- Celsius Holdings shares popped after Truist upgraded the stock, citing its strong placement with women consumers.
- The stock hit levels on Monday not seen since early September.
Celsius Holdings shares jumped to multimonth highs on Monday after Truist highlighted the energy drink maker’s strong position with women shoppers.
The stock climbed more than 7% in the session. With that jump, the stock was trading at levels not seen since early September and is now up more than 37% in 2025.
Monday’s pop comes after Truist analyst Bill Chappell upgraded the stock to buy from hold and raised his price target by $10 to $45. Chappell’s new target implies the stock can surge more than 33% above where it finished last week.
With his upgrade, Chappell joined the majority on Wall Street with buy-equivalent ratings, per LSEG.
Chappell said his upgrade came on the back of Celsius’ plans to buy the Alani Nu brand, which was announced last month, for $1.65 billion in cash and stock. He expects the deal will help investors look past challenges in 2024 and the start of 2025, Chappell said.
Celsius sales are down nearly 6% over the past few months. One factor has been that Alani Nu has been “cannibalizing” Celsius sales, but that will become a nonissue once Celsius owns the brand, he said.
The two brands have a 16% combined market share in the U.S. energy drink category, according to Nielsen. However, Chappell said both are “highly indexed” to women and likely make up nearly half of the share when looking at just this gender.

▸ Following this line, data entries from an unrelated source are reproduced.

PR #508, opened 2022-10-04
Added the ability for users to filter quests based on their entities …

spitfire305:
…or on the roles from their entities

### DIFF
--- a/app/Http/Controllers/Search/MiscController.php
+++ b/app/Http/Controllers/Search/MiscController.php
@@ -353,15 +353,4 @@ class MiscController extends Controller
 
         return Response::json($formatted);
     }
-
-    /**
-     * @param Request $request
-     * @return mixed
-     */
-    public function questElements(Request $request)
-    {
-        $term = trim($request->q);
-        $exclude = $request->has('exclude') ? [$request->get('exclude')] : [];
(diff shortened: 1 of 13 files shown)


app/Http/Controllers/Search/MiscController.php
```diff
@@ -353,4 +353,15 @@ protected function buildSearchResults($term, $class, array $excludes = [])
 
         return Response::json($formatted);
     }
+
+    /**
+     * @param Request $request
+     * @return mixed
+     */
+    public function questElements(Request $request)
```
ilestis, line 361: Not needed, we already have this with filtering on some entity types which can't be in quests

ilestis (changes requested):
Small changes to re-use existing code rather than duplicate existing features :) nice job

app/Observers/QuestElementObserver.php
```diff
@@ -34,5 +36,6 @@ public function saving(QuestElement $questElement)
     public function creating(QuestElement $questElement)
     {
         $questElement->created_by = auth()->user()->id;
+        QuestCache::clearSuggestion();
```
ilestis, line 39: You can replace both of these calls by calling it only once in `saved(...)` :)

ilestis (changes requested):
Tiny last change :)

ilestis (approved):

PR #509, opened 2022-10-04
Attributes endless loop bug

spitfire305:


ilestis (approved):
Looks good, well done :)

The market “is starting to focus on the long term benefits of the Alani Nu acquisition, which in our opinion provides the company with an extremely strong position in the women’s segment of the [U.S.] energy drink category,” Chappell said, adding Celsius can “corner” this segment of the market.
While women are estimated to make up less than 30% of the category’s sales, it’s a growing portion, Chappell said. He expects the men’s segment will either be flat or decline, while women generate at least 110% of category growth in the future.
Also, Monster and Red Bull are likely to remain promotional, which has made Chappell wary about the energy drink category this year. However, he said these efforts will likely have less sway with women shoppers given that the brands “have been built to focus on male consumers” for more than two decades.